The police corruption within the city was so notorious that African-American Marc H. Morial became mayor by campaigning on the platform that he would overhaul the entire department. But, even as a black mayor, the city planning, institutions, and all other facets of New Orleans had been set up to discriminate and oppress African-Americans.
In fact, Lil Wayne’s statement that,”Times is hard as it is that’s why I got guns and my guns got kids,” echoes observations of Malcolm X when he stated,”” In the ghettoes the white man has built for us, he has forced us not to aspire to greater things, but to view everyday living as survival.”  Within New Orleans, after the end of de’jure racial discrimination whites began settling in Slidell and other suburbs, the local black population would still be in segregated public housing. Malcolm X statement that,”When you (black people) tried to integrate the white community in search of better housing, the whites there fled to the suburbs,” was a reality in New Orleans.
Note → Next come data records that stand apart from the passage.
PR #1437, opened 2023-03-02
chore(STONEO11Y-28): o11y component deployment

Omeramsc:
Adds the o11y component files to deploy its PrometheusRules whenever there are new commits on the o11y repository.


argo-cd-apps/base/member/infra-deployments/o11y/011y.yaml
```diff
@@ -0,0 +1,39 @@
...
+  generators:
+    - merge:
+        mergeKeys:
+          - nameNormalized
+        generators:
+          - clusters:
+              values:
+                sourceRoot: components/o11y
+                environment: staging
+                clusterDir: base
```
gbenhaim, line 15: @Omeramsc it won't work like this. You need to add the list generator as well. See https://github.com/redhat-appstudio/infra-deployments/blob/main/argo-cd-apps/base/member/infra-deployments/authentication/authentication.yaml#L16

argo-cd-apps/overlays/development/kustomization.yaml
```diff
@@ -56,3 +56,8 @@ patches:
       kind: ApplicationSet
       version: v1alpha1
       name: image-controller
+  - path: development-overlay-patch.yaml
```
gbenhaim, line 59: Prom isn't deployed currently in dev. So we need to omit the o11y app from it. https://github.com/redhat-appstudio/infra-deployments/blob/main/argo-cd-apps/overlays/development/delete-applications.yaml

components/o11y/production/base/kustomization.yaml
```diff
@@ -0,0 +1,8 @@
+apiVersion: kustomize.config.k8s.io/v1beta1
```
gbenhaim, line 1: you can move base to be in `components/o11y/`
since we don't have cluster-specific overlays, we don't need to have `base` under the environment overlays.

gbenhaim (changes requested):

components/o11y/staging/base/kustomization.yaml
```diff
@@ -0,0 +1,8 @@
+apiVersion: kustomize.config.k8s.io/v1beta1
+kind: Kustomization
+commonLabels:
```
gbenhaim, line 3: same comment as above

gbenhaim (changes requested):

argo-cd-apps/base/member/infra-deployments/o11y/011y.yaml
Omeramsc: ack, fixed. is that sufficient?

argo-cd-apps/overlays/development/kustomization.yaml
Omeramsc: do you mean it should be on delete *instead* of of this kustomization, or in addition to it? (I modified to the former)

components/o11y/production/base/kustomization.yaml
Omeramsc: done

components/o11y/staging/base/kustomization.yaml
Omeramsc: done

argo-cd-apps/overlays/production/kustomization.yaml
```diff
@@ -73,3 +73,8 @@ patches:
       kind: ApplicationSet
       version: v1alpha1
       name: image-controller
+  - path: development-overlay-patch.yaml
```
gbenhaim, line 76: should be `production-overlay-patch.yaml`

components/o11y/base/kustomization.yaml
```diff
@@ -0,0 +1,8 @@
+apiVersion: kustomize.config.k8s.io/v1beta1
+kind: Kustomization
```
gbenhaim, line 2: I missed it before, but you would also have to add the production and stage overlays, since the ApplicationSet will look for them.

`components/o11y/staging/kustomization.yaml`
`components/o11y/production/kustomization.yaml`

both include `../base` in their resources list.

argo-cd-apps/overlays/development/kustomization.yaml
```diff
@@ -55,4 +55,4 @@ patches:
     target:
       kind: ApplicationSet
       version: v1alpha1
-      name: image-controller
+      name: image-controller
```
gbenhaim, line 58: missing a new line at the end of the file.

argo-cd-apps/overlays/development/kustomization.yaml
gbenhaim: the change that you've made is ok.

argo-cd-apps/overlays/development/kustomization.yaml
Omeramsc: fixed

components/o11y/base/kustomization.yaml
Omeramsc: fixed

argo-cd-apps/overlays/production/kustomization.yaml
Omeramsc: fixed

yftacherzog:
@Omeramsc I think the git message mentions the wrong Jira

Omeramsc:
> @Omeramsc I think the git message mentions the wrong Jira

Was I drunk? ...thanks, will be fixed. :)

gbenhaim (approved):

Omeramsc:
@gbenhaim  @zregvart  Any idea why is it failing? The only change since it passed was a very basic rebase...

zregvart:
@Omeramsc I've asked on [Slack](https://redhat-internal.slack.com/archives/C02FANRBZQD/p1678439401468699), what we can do is to rebase and see if it passes again.

From what I can see a 2min timeout was reached in the test that was expecting a PipelineRun to be created.

PR #1440, opened 2023-03-02
Create missing namespace when bootstrapping an upstream test cluster

Roming22:
Current version fails to install an upstream version of the cluster because the namespace in which the application is created does not exists.


Roming22:
Note that upstream deployment will still fail because ArgoCD does not seem to be looking for applications in that namespace.

PR #1448, opened 2023-03-06
Reverting updates to managed-gitops service components to last known good version

anandf:
Reverting PR https://github.com/redhat-appstudio/infra-deployments/pull/1349 to revert managed-gitops service components in Production environment to last known good version.
**Note**: The changes are being reverted only in the Production environment so that the development and staging environment can be used for debugging the issue and finding the root cause.

### DIFF
--- a/components/gitops/development/kustomization.yaml
+++ b/components/gitops/development/kustomization.yaml
@@ -2,10 +2,10 @@ apiVersion: kustomize.config.k8s.io/v1beta1
 kind: Kustomization
 
 resources:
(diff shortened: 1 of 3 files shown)


Michkov:
Reason, ticket? 

Expecting that we should keep all environments in sync, debugging should be done on separate instance.

jgwest:
Merging even though there is still a single failing test: prod is already env is already failing, and this PR should address that, and the failure is in an unrelated component, and is already a known failure, as identified in #app-studio-ci-reports.

PR #1470, opened 2023-03-08
Add required permissions in pipeline-service testing NS

Mo3m3n:


Mo3m3n:
I have thought about it and I wanted to see what the ClusterRole "admin" can do to double check but I don't have permissions to list its capabilities.
Anyway I have updated the PR per your suggestion which makes sense to me

sbose78:
> try these out in a cluster-bot cluster :)

sbose78 (approved):

PR #1489, opened 2023-03-10
enable fmuntean to manage spacerequest in own namespace

mfrancisc:
Need ability to test and debug SpaceRequest CRs in my own namespace


amfred (approved):
Seems reasonable.

xcoulon (approved):

PR #1544, opened 2023-03-21
Set application name for PaC

Roming22:
Update the name developers see when Pipelines as Code sends Checks API results back.

Production: "Red Hat Trusted App Pipeline"
Staging: "RHTAP Staging"

### DIFF
--- a/components/pipeline-service/production/base/pac-app-name.yaml
+++ b/components/pipeline-service/production/base/pac-app-name.yaml
@@ -1,0 +1,4 @@
+---
+- op: replace
+  path: /data/application-name
+  value: Red Hat Trusted App Pipeline
--- a/components/pipeline-service/staging/base/pac-app-name.yaml
+++ b/components/pipeline-service/staging/base/pac-app-name.yaml
@@ -1,0 +1,4 @@
+---
+- op: replace
+  path: /data/application-name
+  value: RHTAP Staging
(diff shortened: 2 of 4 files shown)


Roming22:
>  why?
The application name is what is displayed in GitHub when feedback on the pipelineruns is sent. Currently the default value of `Pipeline As Code CI` is used.
This PR changes that to set the PaC name to match the GitHub App name for each environment.

components/pipeline-service/production/base/pac-app-name.yaml
```diff
@@ -0,0 +1,4 @@
+---
+- op: replace
+  path: /data/application-name
+  value: Red Hat Trusted Application Pipeline
```
adambkaplan, line 4: I think we should use the same name as the GitHub app. For projects with large contributor bases, many of the folks who submit PRs will only interact with RHTAP through the GitHub app/integrations:

```suggestion
  value: Red Hat Trusted App Pipeline
```

components/pipeline-service/staging/base/pac-app-name.yaml
```diff
@@ -0,0 +1,4 @@
+---
+- op: replace
+  path: /data/application-name
+  value: RHTAP Staging
```
adambkaplan, line 4: Adding context from our discussions with the Naming/Branding team. Use of the acronym is acceptable here because users in staging will either be Red Hat employees, or select users who we are working with directly.

For production we cannot assume that anyone knows what RHTAP means until we define the acronym explicitly.

components/pipeline-service/production/base/pac-app-name.yaml
Roming22: Done

PR #1547, opened 2023-03-21
[STONE-774] Use redhat-appstudio-appdata-staging on staging

johnmcollier:
Fixes https://issues.redhat.com/browse/STONE-774

Updates the production and staging overlays to specify the correct GitHub org in HAS for GitOps repository. Production will use https://github.com/redhat-appstudio-appdata and staging will use https://github.com/redhat-appstudio-appdata-staging


maysunfaisal (approved):

components/has/staging/kustomization.yaml
```diff
@@ -3,3 +3,6 @@ kind: Kustomization
 resources:
   - ../base
   - ../base/external-secrets
+
+patches:
+  - ./gitops-org-patch.yaml
```
kim-tsao, line 8: Do we need to have the token patch and target name as it's configure in the production kustomization.yaml file?

johnmcollier: No, the default external secret resource exists under the base folder, and points to staging.

PR #1556, opened 2023-03-22
Enable maintainer to manually approve..

sbose78:
operator upgrades

Typically, if the operator upgrade strategy is set to 'manual', when a new version is available for approval - 
* User would need to find the relevant installPlan
* Edit the InstallPlan and set "approved" to `true`.
```
spec:
    approval: Manual
    approved: false # flip to true
```

OpenShift Consoles makes this less error prone but users/maintainers still need permissions on the InstallPlan resource to be able to do this.


components/authentication/base/pipeline-service-sre.yaml
```diff
@@ -3,6 +3,14 @@ apiVersion: rbac.authorization.k8s.io/v1
...
   name: pipeline-service-sre
 rules:
+- apiGroups:
+  - operators.coreos.com
+  resources:
+  - installplans
+  verbs:
+  - get
+  - list
+  - patch
```
adambkaplan, line 13: No update?

sbose78:
Adam, Ann,
Reviews addresses.

amfred (approved):

PR #1562, opened 2023-03-23
[STONEBUGS-89] Set GITHUB_ORG for HAS via Config Map

johnmcollier:
Fixes https://issues.redhat.com/browse/STONEBUGS-89

Instead of patching the `GITHUB_ORG` environment variable directly, I've updated the staging and production overlays to set them via Config Map.


components/has/production/kustomization.yaml
```diff
@@ -3,8 +3,14 @@ kind: Kustomization
 resources:
   - ../base
   - ../base/external-secrets
+
+configMapGenerator:
+- literals:
+  - GITHUB_ORG="redhat-appstudio-appdata"
```
kim-tsao, line 9: Just confirming the name of this env var.  Is it `GITHUB_ORG` or `GITOPS_ORG` which was in the deleted gitops-org-patch.yaml

adambkaplan: this is either a bug or a bug fix - good catch @kim-tsao

kim-tsao (approved):

PR #4603, opened 2024-09-26
Sending traces to SignalFX instead of Honeycomb

mftb:
Honeycomb is being shut down, sending traces to SignalFX instead.


hugares (approved):
/lgtm

PR #4606, opened 2024-09-27
Increase tekton results memory

hugares:
In production, on rh01, the container got OOMKilled. Increase from 6 to 8 and also set staging to same values. We want staging to be a mirror of prod.

### DIFF
--- a/components/pipeline-service/staging/stone-stage-p01/deploy.yaml
+++ b/components/pipeline-service/staging/stone-stage-p01/deploy.yaml
@@ -1646,10 +1646,10 @@ spec:
         resources:
           limits:
             cpu: 250m
-            memory: 4Gi
+            memory: 8Gi
           requests:
             cpu: 250m
-            memory: 4Gi
+            memory: 8Gi
         securityContext:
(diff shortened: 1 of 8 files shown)


components/pipeline-service/staging/stone-stage-p01/deploy.yaml
```diff
@@ -2063,12 +2063,12 @@ spec:
...
-                    whenUnsatisfiable: DoNotSchedule
-                    labelSelector:
-                      matchLabels:
-                        app: tekton-pipelines-controller
+                - labelSelector:
+                    matchLabels:
+                      app: tekton-pipelines-controller
+                  maxSkew: 1
+                  topologyKey: topology.kubernetes.io/zone
+                  whenUnsatisfiable: DoNotSchedule
```
hugares, line 2071: Regenerating the files using script change the order as when this was added, it was not done with the script but this is a no-op change, only order is changing

dperaza4dustbit (approved):
/lgtm

scoheb (approved):

PR #4612, opened 2024-09-27
kubesaw: add network policy for in-namespace communication

sadlerap:
Host operator needs to talk to registration-service to check health endpoints to set the status of the toolchainstatus resource.  However, since there are network policies defined on registration service, host-operator is disallowed from making network connections to registration-service, causing the toolchainstatus resource to report that registration service was unavailable.

To fix this, we need a network that allows pods within toolchain-host-operator to talk with each other.  This policy was already defined on the external clusters and the p01 internal cluster, but not on the others.


alexeykazakov (approved):

MatousJobanek (approved):

dperaza4dustbit (approved):
/lgtm

PR #4624, opened 2024-10-01
Change KubeArchive namespace because of ROSA

rh-hemartin:
This PR aims to change the namespace of KubeArchive because ROSA does not support namespaces for applications that are `kube.*`, which matches `kubearchive`. I changed it to be `product-kubearchive` given that we don't have any other name and I didn't want to use our shorthand (`k9e`). I tested it on CRC with the `prepare-crc.sh` script and then the `bootstrap-cluster.sh preview`.


rh-hemartin:
I added the `konflux-kubearchive` group to the list of groups that can see the clusters.

hugares (approved):
/lgtm

hugares (approved):
/lgtm

PR #4635, opened 2024-10-01
Fix kubearchive database secret extraction

hugares:
ExternalSecret are using go templates when using template to create the target secret. If the key to access contains a dot (e.g. db.user), we must use an index function to access it otherwise is is looking for an object(db) containing another object (user).


rh-hemartin (approved):
Looks good to me, thanks Hugo

PR #4638, opened 2024-10-02
Fix DB secret name for KubeArchive

rh-hemartin:
This PR changes the name of the Secret created by ExternalSecret to the correct one. It needs to be called `kubearchive-database-credentials` not `kubearchive-database-secret`.


hugares (approved):
/lgtm

PR #4640, opened 2024-10-02
Fix DB secret keys for KubeArchive

rh-hemartin:
A key for the KubeArchive's DB secret was wrong, sorry about the multiple PRs.


hugares (approved):
/lgtm

PR #4644, opened 2024-10-02
release workspaces v0.1.0-alpha7 to staging

sadlerap:
This release of workspaces implements support for two labels on workspaces.konflux-ci.dev resources.

- `internal.workspaces.konflux-ci.dev/is-owner` indicates whether the requesting user is or is not an owner of the workspace.  Contains the values `true` or `false`.
- `internal.workspaces.konflux-ci.dev/has-direct-access` indicates whether the requesting user has been given access directly or not. With Kubesaw as a backend, this means that there is at least one SpaceBinding granting a user access to the Space.  Contains the values `true` or `false`.

This also fixes an issue where the data field of the `workspaces-metrics-reader` secret was assigned ownership to ArgoCD, which was causing workspaces to read as out-of-sync.

Full release notes can be found [here](https://github.com/konflux-workspaces/workspaces/releases/tag/v0.1.0-alpha7).

### DIFF
--- a/components/workspaces/staging/base/kustomization.yaml
+++ b/components/workspaces/staging/base/kustomization.yaml
@@ -1,0 +1,5 @@
+apiVersion: kustomize.config.k8s.io/v1beta1
+kind: Kustomization
+resources:
+- operator/config/default
+- server/config/default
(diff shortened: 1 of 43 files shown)


filariow (approved):
/lgtm

PR #4645, opened 2024-10-02
Use MCE provided images for the hypershift CLI

amisstea:
The previously used image repo unexpectedly removed tags for OCP versions. The MCE operator provides its own HO image which should provide better guarantees of compatibility since the image tag corresponds to the version of MCE deployed.


hmariset (approved):
/lgtm

PR #10994, opened 2026-03-23
Add Tekton infra noise filters to staging

raks-tt:
Filter transient reconcilation errors that resolve automatically via retry mechanism.

This is to filter the transient reconcilation errors that resolve automatically.

### DIFF
--- a/components/monitoring/logging/staging/base/patches/configure-logforwarder-filters-patch.yaml
+++ b/components/monitoring/logging/staging/base/patches/configure-logforwarder-filters-patch.yaml
@@ -36,9 +36,13 @@
     type: drop
     drop:
       - test:
+          - field: .kubernetes.namespace_name
+            matches: 'openshift-pipelines|tekton-.*'
           - field: .message
             matches: '(?i)Operation cannot be fulfilled on (pipelineruns?|taskruns?)\.tekton\.dev'
       - test:
+          - field: .kubernetes.namespace_name
+            matches: 'openshift-pipelines|tekton-.*'
           - field: .message
             matches: '(?i)Reconcile error'
           - field: .message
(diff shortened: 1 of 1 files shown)


pacho-rh:
These tests should be narrowed down specifically to tekton logs. Thinking including a match on the originating namespace for test should do.
Something like:
```yaml
...
    drop:
      - test:
          - field: .kubernetes.namespace_name
            matches: "openshift-pipelines|tekton-.*"
          - field: .message
            matches: '(?i)Operation cannot be fulfilled on (pipelineruns?|taskruns?)\.tekton\.dev'
...
```

components/monitoring/logging/staging/base/patches/configure-logforwarder-filters-patch.yaml
```diff
@@ -27,3 +27,87 @@
...
+- op: add
+  path: /spec/pipelines/0/filterRefs/-
+  value: drop-finalizer-not-found
+- op: add
+  path: /spec/pipelines/0/filterRefs/-
+  value: drop-resource-request-in-progress
+- op: add
+  path: /spec/pipelines/0/filterRefs/-
+  value: drop-tekton-label-update-failures
+# audit index filters (openshift-pipelines, tekton-results infrastructure namespaces)
```
pacho-rh: The infrastructure logs (included in /spec/pipelines/1) does not include tekton-.* namespaces. Here is the doc that outlines what namespaces are captured by it: https://docs.redhat.com/en/documentation/red_hat_openshift_logging/6.1/html-single/configuring_logging/index#clf-inputs_configuring-log-forwarding

Let's move the mention of that namespace under the comment for the application index filters (line 88) to avoid confusion.

raks-tt: Right it is in the application index.

martysp21 (approved):
/lgtm

PR #11036, opened 2026-03-26
Fix incorrect probe URLs for kflux-osp-p01 cluster

merlyel:
Fix incorrect probe URLs for kflux-osp-p01 cluster causing false alarms

Changes between two commits (fda35526ed8548d1c9b32bc128d903cb2a9b6c6a and 4a2a032cf45fb1a64fefd7e39f222f74af7f114c) include fixes in README, changes in stage clusters probes, and adding kflux-fedora-01 cluster probes. So the change should affect only probes of kflux-osp-p01


merlyel:
@eedri "external repo" is the expected and long-time used one (`internal-infra-deployments`).
As for those referenced changes, they include my fixes for probe URLs for `kflux-osp-p01` cluster, fix for probes of public clusters, and changes to `kflux-fedora-01` cluster.  But this PR includes the changes only for `kflux-osp-p01` cluster (`components/monitoring/blackbox/production/kflux-osp-p01/kustomization.yaml` file), so other cluster will not be affected

eisraeli (approved):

Brother Malcolm X would take the time to open Lil Wayne’s eyes to the realities of structural racism in America. Years of discriminatory public housing, years of disenfranchisement, and police repression would concentrate both anti-social behavior and poverty in the black community, and this would be showcased during Hurricane Katrina with helpless blacks drowning in water or stranded on top of roofs begging for help. Lil Wayne growing up in HollyGrove one of the most improvement neighborhoods was not an accident. Racist urban planning worked to confine black people into impoverished neighborhoods.
Finally, I believe that Malcolm X would tell Lil Wayne that it is great that through hip-hop he was able to become wealthy and make it out the hood. However, he would explain Lil wayne still has an obligation to his people and a duty not to mitigate the systemic plight of black people by insinuating that racism is just a sad thing of the past.  Structural Racism not only impacts Lil wayne despite the fact that he is oblivious to it, but it continues to hinder lives of everyday black people.